* TASK OBJECTIVE: Print each record exactly, with no word added or removed.

Stored data entries
* * * * *
PR #2329, opened 2018-01-03
Dreamview: Fix frontend error unable to set visible of undefined

siyangy:


siyangy:
@unacao This fixed the speed display error as well, not sure why the stop reason was absent in the first place though.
* * * * *
* WRITTEN SOLUTION:
PR #2329, opened 2018-01-03
Dreamview: Fix frontend error unable to set visible of undefined

siyangy:


siyangy:
@unacao This fixed the speed display error as well, not sure why the stop reason was absent in the first place though.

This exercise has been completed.